Archive for 14 July 2005

14 July

花便り(62)キキョウ科10種

 キキョウ科は87属1950種からなり、温帯から亜熱帯にかけて分布する。ほとんどが草本である。すでに「花便り(36)我が家の草花(1)」で、ホシギキョウを紹介した。

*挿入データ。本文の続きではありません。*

PR #539, opened 2026-01-22
Finished UI fixes for ticket 511

Luke-Bilhorn:
Addresses ticket 511. Syncing spinner and project titles in settings now display correctly.


LeviXIII (approved):
Looks good. I just changed the max font to 16 instead of 18.

PR #541, opened 2026-01-23
Improved the A/B testing logic for when using a local API and made it…

dadukhankevin:
Codex will not require being logged in when testing the local API because logging in on the frontier server, when it's running locally doesn't work. So now locally it won't require being logged in, the API will return mock results, A/B testing will send to the local API, and when in production, A/B testing will be sent to Frontier API (instead of codex0)


BenjaminScholtens (approved):
Looks good and seems to work well. Just need sign off on the commit I pushed

PR #552, opened 2026-01-29
551 allow for milestone to change on each milestone edit

LeviXIII:
- Milestone now immediately reflects changes when editing instead of waiting for the accordion to close.


BenjaminScholtens (approved):
looks good. works good

PR #577, opened 2026-02-03
Daniel/future of parallel passages

dadukhankevin:


LeviXIII (commented):
The "Retain My Validation" checkbox doesn't seem to work. It checks on and off, but it doesn't actually retain the validation after changing it.


Not sure what "Complete Only" means. Fully validated? Also, not sure if it is filtering correctly.

Image


Clearing the search bar should probably clear out the search results.

Image

Clicking on the Pinned text or number should show me the pinned results. There's no way to view them separately.

Image

I'm getting an error that says I can't navigate away from the current page after running some operations in the Find and replace sidebar. Not sure which actions caused it, but there's no way to navigate even though I don't have a cell editor open. I did find and replace a couple times, so maybe that triggered some bad state?
Screenshot 2026-02-10 at 2 12 19 PM

dadukhankevin:
@LeviXIII 
Retain validation probably broke, thanks!
Complete only just refers to "only show me translation pairs that have both source and target text".
I'll look into the rest of the issues!

PR #578, opened 2026-02-04
Made startup almost instant.

### LINKED ISSUE #579: FastStartup
Startup time was very slow so I moved everything to the background and removed the whole startup screen entirely.

dadukhankevin:
Every startup item that could be put in the background was.


BenjaminScholtens (changes requested):
Image

It's a little two fast for the auth extension to be recognized. We need some sort of loading state that shows we are still waiting to confirm that the is there or not there.

BenjaminScholtens:
Start up is fast enough right now. Users expect to see the loading screen at this point.

PR #600, opened 2026-02-06
Ben/linenumber migration

BenjaminScholtens:
add line number migrations and imporve ui in migration tool


webviews/codex-webviews/src/CodexMigrationToolView/CodexMigrationToolView.css
LeviXIII: Can we just delete this file since styling is handled using tailwind?

PR #557, opened 2024-09-09
Adding credentials should not require a check on CredentialsStore#isDomainsModifiable

Dohbedoh:
Fix a regression caused by https://github.com/jenkinsci/credentials-plugin/pull/481. Since this PR, store implementation that define methods to manage credentials but not to manage domains cannot use the `Add` button anymore... This is the case for CloudBees implementation for Cyberark / Hashicorp Vault for example.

1. キキョウ(キキョウ属) Platycodon grandiflora
 キキョウを見るといつも「きりきりしゃんとして咲く桔梗かな」(一茶)という句を思い出す。花弁の端まできりりと締まった端正な姿。俳人許六は、「野草の中におもひかけず咲き出でたるは、田家の戸によき娘見たる心地ぞする」といっている。秋の七草の朝顔は、キキョウというのが定説である。
 キキョウの花は、先端が5裂する雌蘂よりも雄蘂が2〜3日早く熟する先熟花である。開花して2〜3日は柱頭は開かず、雄しべの花粉の寿命が短いので、他の花の花粉も受けることになる。花の中の蘂を観察すると面白い。
05.7.7撮影。


2. ホタルブクロ(ホタルブクロ属) Campanula punctata
 東アジアに分布するおなじみの多年草。輪状のロゼット葉で越年する。色には濃紫色からほとんど白色まで色々。よく似た花にヤマホタルブクロがある。05.6.13自宅で撮影。
 よべの雨 蛍袋に 玉しづく (矢野潮花)
 やぶかげに ほたる袋の花咲きて 白雲光る夏は来にけり (田中俊子)


3. フウリンソウ(ホタルブクロ属) Campanula medium
 南ヨーロッパ原産の二年草。白、桃、紫など。カンパニュラと呼ばれることも多い。05.6.6撮影。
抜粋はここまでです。